Fazit: Um die Echtzeit musst du dir mit Java TCP Sockets keine Gedanken machen.


----------



## tuxedo (19. Jul 2011)

ice-breaker hat gesagt.:


> In einem Netzwerk mit einem Ping von 1ms wird dementsprechend eine Nachricht von Spieler A zum Server und von Server A zu allen Spielern jeweils ungefähr 2ms benötigen. Übers Internet mit einem Ping von 40ms sind wir also immernoch bei nur 80ms, also unter einer Zehntelsekunde, das sollte denke ich für deine Echtzeit vollkommen ausreichen.
> 
> Fazit: Um die Echtzeit musst du dir mit Java TCP Sockets keine Gedanken machen.
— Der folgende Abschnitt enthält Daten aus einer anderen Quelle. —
PR #139, opened 2022-03-17
Fix csplit for manifests-gen

pacevedom:


ybettan:
/lgtm
/hold
@pacevedom please unhold if we still need that merge.

PR #142, opened 2022-03-18
Introduce standard node affinity support. Replace NFD label scheduling

pacevedom:
Remove NFD label set when using affinity annotations in recipes. Removes all knowledge of NFD labels from the operator, using only standard resources to determine where to schedule workloads that need a specific kernel.
Also addresses problems with skew when upgrading nodes if using NFD.


yevgeny-shnaidman:
@pacevedom  what is the reason for this PR? Not sure i understand why we need to set the names affinity

pacevedom:
> @pacevedom what is the reason for this PR? Not sure i understand why we need to set the names affinity

This is the second part of removing NFD dependency, also useful for 2.0 as it will have a similar/same mechanism. Using NFD labels might be convenient in some situations but gets you into additional problems like dependencies, configuration, skew when ugprading, etc.
This PR solves all that by using standard k8s ways of scheduling. Now NFD labels are entirely unknown to SRO, only relevant to recipes, if they have such needs.

pkg/upgrade/upgrade.go
```diff
@@ -81,12 +80,19 @@ func (ci *clusterInfo) nodeVersionInfo(nodeList *corev1.NodeList) (map[string]No
...
-			OSMajor:        "rhel" + osMajor,
-			OSMajorMinor:   "rhel" + osVersion,
+		data, ok := info[kernelFullVersion]
+		if !ok {
+			data = NodeVersion{
+				OSVersion:      osVersion,
+				ClusterVersion: clusterVersion,
+				OSMajor:        "rhel" + osMajor,
+				OSMajorMinor:   "rhel" + osVersion,
+				Names:          []string{node.Name},
```
yevgeny-shnaidman, line 90: why do we need the names of the nodes? we are still keeping the kernel full version, and we are getting it from the node, and not from the NFD labels. So why can't we just keep using it for affinity?

pacevedom: Using `nodeAffinity` requires either labels or supported fields, and none of these are able to match against `status.kernelVersion` in the nodes. Therefore we need something that we can map to expressions/fields, hence the names.

internal/resourcehelper/helper.go
```diff
@@ -110,36 +110,74 @@ func (rh *resourceHelper) UpdateResourceVersion(req *unstructured.Unstructured,
 
 func (rh *resourceHelper) SetNodeSelectorTerms(obj *unstructured.Unstructured, terms map[string]string) error {
 	switch obj.GetKind() {
-	case "DaemonSet", "Deployment", "Statefulset": // TODO(qbarrand) should this be StatefulSet?:
-		if err := rh.nodeSelectorTerms(terms, obj, "spec", "template", "spec", "nodeSelector"); err != nil {
+	case "DaemonSet", "Deployment", "StatefulSet":
```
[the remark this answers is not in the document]
pacevedom: Its weird indeed. There is a `nodeSelector` at CRD level that is applied to all resources in the helm chart. Then you can have `nodeSelector` per resource if you cofigure them like that. The CRD option is maybe too coarse to do such a thing, as it applies to `BuildConfig`, for example, which is not really needed.

pacevedom:
/hold
Need to test something with upgrades.

ybettan:
/retest
@pacevedom can you please squash the commits?

pacevedom:
PTAL @qbarrand @yevgeny-shnaidman @ybettan @pmtk @enriquebelarte

ybettan:
Can you please update the commit message to be consistent with the PR description?

pacevedom:
Wait until v2 comes in.

bthurber:
Recommend moving this to v2.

Kann dir zu 50% zustimmen. Wenn man den Nagle-Algorithmus auf dem Socket abschaltet, dann geht das ziemlich schnell und es wird für vieles reichen. Allgemein kann man aber nicht sagen dass TCP UDP in nichts nachsteht was die Geschwindigkeit betrifft. 80ms sind auch in Echtzeit-Übertragungen nicht ohne. Bei einer Audio oder Videoübertragung merkt man 80ms recht deutlich. Die 80ms Latenz nerven da ziemlich. Und bei etwa 150ms ist das ganze nicht mehr auszuhalten. 
Es kommt also drauf an was du überträgst und wie du es überträgst. Wenn du nur nen Mausklick übertragen willst, dann sind wohl auch 200ms noch okay. 

- Alex


----------



## FArt (19. Jul 2011)

Das meiner Meinung nach ist alles viel zu technisch (low level), für deine Anwendung erst mal irrelevant.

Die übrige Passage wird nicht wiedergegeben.